## [WORK ORDER]
The expected output is every entry that follows, reproduced exactly.

Dataset entries:

* * * *

PR #2909, opened 2023-06-09
python/python3-aiorpcX-legacy: Remove python3-aiorpcX-legacy

isaackwy:
python3-aiorpcX-legacy is no longer a required dependency for Electrum.
nomnombtc uploaded this a few years ago when I incorrectly updated python3-aiorpcX past version 0.18.*.

Now, Electrum depends on python3-aiorpcX (currently at version 0.22.1).

Please remove python3-aiorpcX-legacy from SlackBuilds.org.
nomnombtc has provided me permission to do so.


willysr:
merged

PR #2919, opened 2023-06-13
development/rust16: Updated for version 1.69.0.

pghvlaans:
rust16 currently has the following reverse dependencies, which built successfully on x86_64, i686 and ARM:

* alacritty
* bat
* bottom
* clamav
* dust
* fd
* hyperfine
* ncspot
* newsboat
* rustup
* skim


willysr:
merged

PR #2923, opened 2023-06-14
python/python3-service-identity: updated for version 23.1.0

Ythogtha:
Python build process is becoming even more complicated...
But well, it works on a clean environment :)


willysr:
merged

PR #2924, opened 2023-06-14
python3-celery, python3-kombu, python3-click-didyoumean

Ythogtha:
This is an update of python3-celery.

click-didyoumean was very outdated, and only required by celery, I asked Pr. Horstmann and he gave me ownership.
So here we have :
* a renaming of click-didyoumean to python3-click-didyoumean
* update from 0.0.3 to 0.3.0
* new maintainer (me)
* update of python3-kombu and python3-celery to 5.3.0, kombu is required by celery, and only it, so it makes sense to regroup here also
* update of python3-celery REQUIRES to account for new name of python3-click-didyoumean, and other changes
* cleanup of python3-celery versions patch, because it is not needed anymore

Kallithea, which is the thing that requires all of this, works pretty fine, so I guess this is good :)


willysr:
for renaming, it's better to submit PR for removal and submit new name using submission form because it needs to be populated into the DB

Ythogtha:
Ok, so I submitted python3-clickdidyoumean on the website, and changed the corresponding commit here for removal.
celery REQUIRES the new python3-clickdidyoumean, so this PR needs to wait for pending approval.

willysr:
merged

PR #2927, opened 2023-06-14
ham/hackrf: Updated for version 2023.01.1 + new maintainer.

pyllyukko:
Updated and taking maintenance over.

I asked permission from the original author and here's his response:

> Yes, it's been a long since I have used it and I don't plan to use it in the future.                                                                          
>                                                                                                                                                               
> Please go ahead and take over.

Also changed this into more suitable category.


willysr:
merged

PR #2946, opened 2023-06-19
Pypies: updated for version 7.3.12

Ythogtha:
All versions of pypy are updated to 7.3.12.
pypy : repackage of binaries targetting python2.7
PyPy : building pypy for python2.7 from source
pypy3 : repackage of binaries targetting python 3.9
PyPy3: building pypy for python 3.9 from source


willysr:
merged

PR #5832, opened 2024-04-08
Comment with reverse dependencies on PRs.

aclemons:
This should give a quick overview of what other scripts could be
affected by the change.

### DIFF
--- a/.github/workflows/ci.yml
+++ b/.github/workflows/ci.yml
@@ -105,3 +105,52 @@ jobs:
         with:
           issue-number: ${{ github.event.number }}
           body-path: comment-output
+
+  dependencies:
+    name: Compute reverse dependencies
+    runs-on: ubuntu-22.04
+    permissions:
+      contents: read
+      pull-requests: write
+    needs: [changes]
+    strategy:
+      matrix:
+        include: ${{ fromJSON(needs.changes.outputs.matrix) }}
+    steps:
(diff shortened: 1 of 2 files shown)


willysr:
How does this works?

aclemons:
Urchlay added support for `text/plain` responses to the reverse dependency lookup at https://slackbuilds.org/advsearch.php. This change will check the updated scripts in a PR/MR and then post a comment showing what the reverse dependencies are. It should help us be aware of scripts that have many dependees or that have important dependees.

For example, there are still scripts in the repo broken by the last `fmt` upgrade. The next time a PR for it is opened, this should comment with:


#### reverse dependencies - libraries/fmt

```
games/0ad
development/Bear
games/RMG
libraries/SDL_audiolib
games/SLADE
misc/fcitx5
libraries/folly
audio/mpd
gis/osgEarth
office/paps
audio/patchage
games/pcsx2
gis/therion
graphics/ueberzugpp
desktop/waybar
```

Next step is to add a new command to the bot to tell it to build all of these so we don't have to send an `@sbo-bot: build xyz` for each.

bassmadrigal:
Just for the simple looks of it, any chance at sorting the output?

aclemons:
> Love this idea! Just for the simple looks of it, any chance at sorting the output?

Good idea, thanks @bassmadrigal. Done now.

willysr:
merged

PR #5944, opened 2024-04-14
libraries/mygpoclient: Fix DOWNLOAD link on info file and SlackBuild comments

DinizBortolotto:
libraries/mygpoclient: Fix DOWNLOAD link on info file and SlackBuild comments


willysr:
merged

PR #5960, opened 2024-04-15
Update xdg-utils-cxx.SlackBuild

lecramyajiv:
Installing test binaries need to be removed in slackbuild if we are to  turn tests off, otherwise it will cause build problems.


willysr:
i have this changes already on my branch
https://git.slackbuilds.org/slackbuilds/commit/?id=4fad22358
https://git.slackbuilds.org/slackbuilds/commit/?id=822c1731f

PR #5973, opened 2024-04-16
multimedia/stremio: Updated to 4.4.168 and audio/bitwig-studio: Updated to 5.1.7

noisecode3:


willysr:
@noisecode3 can you fix the warning/errors from sbolint?

willysr:
@sbo-bot: build multimedia/stremio

noisecode3:
I use virtualbox with slackware 15.0 to see if the program works but I have used sbopkglint on my slackware current and I  did not get this ```error: value "1.5" for key "Version" in group "Desktop Entry" is not a known version``` so I have been doing this wrong apparently... so its just a sed command that change 1.5 to 1.0 in the BitwigStudio.desktop is it really a problem ?

willysr:
you can ignore that :)

willysr:
merged

PR #6121, opened 2024-04-25
system/FreeFileSync: Updated info file, download location.

antonioleal:
system/FreeFileSync: Updated info file, download location.

As per message below:
----------------------------------

Hi all

Andrew has compiled a list of FTBFS (Fail to Build From Source) which are listed here: https://github.com/SlackBuildsOrg/slackbuilds/issues/5827.

If you are the maintainer of those packages, please check them and fix it. If you are using those scripts and have some time, please help us to fix those scripts.

Some of those are just md5sum mismatches, so it's easy to fix, but some are broken due to updates from one of it's deps or maybe there's a chance in upstream but the maintainer didn't notice or maybe even worse, maintainer is no longer active and scripts are abandoned.

You can submit fixes via pull requests, so it's easy to verify using our CI engine.

Thanks

-- 
Willy Sudiarto Raharjo

### DIFF
--- a/system/FreeFileSync/FreeFileSync.info
+++ b/system/FreeFileSync/FreeFileSync.info
@@ -1,7 +1,7 @@
 PRGNAM="FreeFileSync"
 VERSION="13.5"
 HOMEPAGE="https://freefilesync.org/"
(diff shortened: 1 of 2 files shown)


willysr:
merged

* * * *

## [REPLY]
PR #2909, opened 2023-06-09
python/python3-aiorpcX-legacy: Remove python3-aiorpcX-legacy

isaackwy:
python3-aiorpcX-legacy is no longer a required dependency for Electrum.
nomnombtc uploaded this a few years ago when I incorrectly updated python3-aiorpcX past version 0.18.*.

Now, Electrum depends on python3-aiorpcX (currently at version 0.22.1).

Please remove python3-aiorpcX-legacy from SlackBuilds.org.
nomnombtc has provided me permission to do so.


willysr:
merged

PR #2919, opened 2023-06-13
development/rust16: Updated for version 1.69.0.

pghvlaans:
rust16 currently has the following reverse dependencies, which built successfully on x86_64, i686 and ARM:

* alacritty
* bat
* bottom
* clamav
* dust
* fd
* hyperfine
* ncspot
* newsboat
* rustup
* skim


willysr:
merged

PR #2923, opened 2023-06-14
python/python3-service-identity: updated for version 23.1.0

Ythogtha:
Python build process is becoming even more complicated...
But well, it works on a clean environment :)


willysr:
merged

PR #2924, opened 2023-06-14
python3-celery, python3-kombu, python3-click-didyoumean

Ythogtha:
This is an update of python3-celery.

click-didyoumean was very outdated, and only required by celery, I asked Pr. Horstmann and he gave me ownership.
So here we have :
* a renaming of click-didyoumean to python3-click-didyoumean
* update from 0.0.3 to 0.3.0
* new maintainer (me)
* update of python3-kombu and python3-celery to 5.3.0, kombu is required by celery, and only it, so it makes sense to regroup here also
* update of python3-celery REQUIRES to account for new name of python3-click-didyoumean, and other changes
* cleanup of python3-celery versions patch, because it is not needed anymore

Kallithea, which is the thing that requires all of this, works pretty fine, so I guess this is good :)


willysr:
for renaming, it's better to submit PR for removal and submit new name using submission form because it needs to be populated into the DB

Ythogtha:
Ok, so I submitted python3-clickdidyoumean on the website, and changed the corresponding commit here for removal.
celery REQUIRES the new python3-clickdidyoumean, so this PR needs to wait for pending approval.

willysr:
merged

PR #2927, opened 2023-06-14
ham/hackrf: Updated for version 2023.01.1 + new maintainer.

pyllyukko:
Updated and taking maintenance over.

I asked permission from the original author and here's his response:

> Yes, it's been a long since I have used it and I don't plan to use it in the future.                                                                          
>                                                                                                                                                               
> Please go ahead and take over.

Also changed this into more suitable category.


willysr:
merged

PR #2946, opened 2023-06-19
Pypies: updated for version 7.3.12

Ythogtha:
All versions of pypy are updated to 7.3.12.
pypy : repackage of binaries targetting python2.7
PyPy : building pypy for python2.7 from source
pypy3 : repackage of binaries targetting python 3.9
PyPy3: building pypy for python 3.9 from source


willysr:
merged

PR #5832, opened 2024-04-08
Comment with reverse dependencies on PRs.

aclemons:
This should give a quick overview of what other scripts could be
affected by the change.

### DIFF
--- a/.github/workflows/ci.yml
+++ b/.github/workflows/ci.yml
@@ -105,3 +105,52 @@ jobs:
         with:
           issue-number: ${{ github.event.number }}
           body-path: comment-output
+
+  dependencies:
+    name: Compute reverse dependencies
+    runs-on: ubuntu-22.04
+    permissions:
+      contents: read
+      pull-requests: write
+    needs: [changes]
+    strategy:
+      matrix:
+        include: ${{ fromJSON(needs.changes.outputs.matrix) }}
+    steps:
(diff shortened: 1 of 2 files shown)


willysr:
How does this works?

aclemons:
Urchlay added support for `text/plain` responses to the reverse dependency lookup at https://slackbuilds.org/advsearch.php. This change will check the updated scripts in a PR/MR and then post a comment showing what the reverse dependencies are. It should help us be aware of scripts that have many dependees or that have important dependees.

For example, there are still scripts in the repo broken by the last `fmt` upgrade. The next time a PR for it is opened, this should comment with:


#### reverse dependencies - libraries/fmt

```
games/0ad
development/Bear
games/RMG
libraries/SDL_audiolib
games/SLADE
misc/fcitx5
libraries/folly
audio/mpd
gis/osgEarth
office/paps
audio/patchage
games/pcsx2
gis/therion
graphics/ueberzugpp
desktop/waybar
```

Next step is to add a new command to the bot to tell it to build all of these so we don't have to send an `@sbo-bot: build xyz` for each.

bassmadrigal:
Just for the simple looks of it, any chance at sorting the output?

aclemons:
> Love this idea! Just for the simple looks of it, any chance at sorting the output?

Good idea, thanks @bassmadrigal. Done now.

willysr:
merged

PR #5944, opened 2024-04-14
libraries/mygpoclient: Fix DOWNLOAD link on info file and SlackBuild comments

DinizBortolotto:
libraries/mygpoclient: Fix DOWNLOAD link on info file and SlackBuild comments


willysr:
merged

PR #5960, opened 2024-04-15
Update xdg-utils-cxx.SlackBuild

lecramyajiv:
Installing test binaries need to be removed in slackbuild if we are to  turn tests off, otherwise it will cause build problems.


willysr:
i have this changes already on my branch
https://git.slackbuilds.org/slackbuilds/commit/?id=4fad22358
https://git.slackbuilds.org/slackbuilds/commit/?id=822c1731f

PR #5973, opened 2024-04-16
multimedia/stremio: Updated to 4.4.168 and audio/bitwig-studio: Updated to 5.1.7

noisecode3:


willysr:
@noisecode3 can you fix the warning/errors from sbolint?

willysr:
@sbo-bot: build multimedia/stremio

noisecode3:
I use virtualbox with slackware 15.0 to see if the program works but I have used sbopkglint on my slackware current and I  did not get this ```error: value "1.5" for key "Version" in group "Desktop Entry" is not a known version``` so I have been doing this wrong apparently... so its just a sed command that change 1.5 to 1.0 in the BitwigStudio.desktop is it really a problem ?

willysr:
you can ignore that :)

willysr:
merged

PR #6121, opened 2024-04-25
system/FreeFileSync: Updated info file, download location.

antonioleal:
system/FreeFileSync: Updated info file, download location.

As per message below:
----------------------------------

Hi all

Andrew has compiled a list of FTBFS (Fail to Build From Source) which are listed here: https://github.com/SlackBuildsOrg/slackbuilds/issues/5827.

If you are the maintainer of those packages, please check them and fix it. If you are using those scripts and have some time, please help us to fix those scripts.

Some of those are just md5sum mismatches, so it's easy to fix, but some are broken due to updates from one of it's deps or maybe there's a chance in upstream but the maintainer didn't notice or maybe even worse, maintainer is no longer active and scripts are abandoned.

You can submit fixes via pull requests, so it's easy to verify using our CI engine.

Thanks

-- 
Willy Sudiarto Raharjo

### DIFF
--- a/system/FreeFileSync/FreeFileSync.info
+++ b/system/FreeFileSync/FreeFileSync.info
@@ -1,7 +1,7 @@
 PRGNAM="FreeFileSync"
 VERSION="13.5"
 HOMEPAGE="https://freefilesync.org/"
(diff shortened: 1 of 2 files shown)


willysr:
merged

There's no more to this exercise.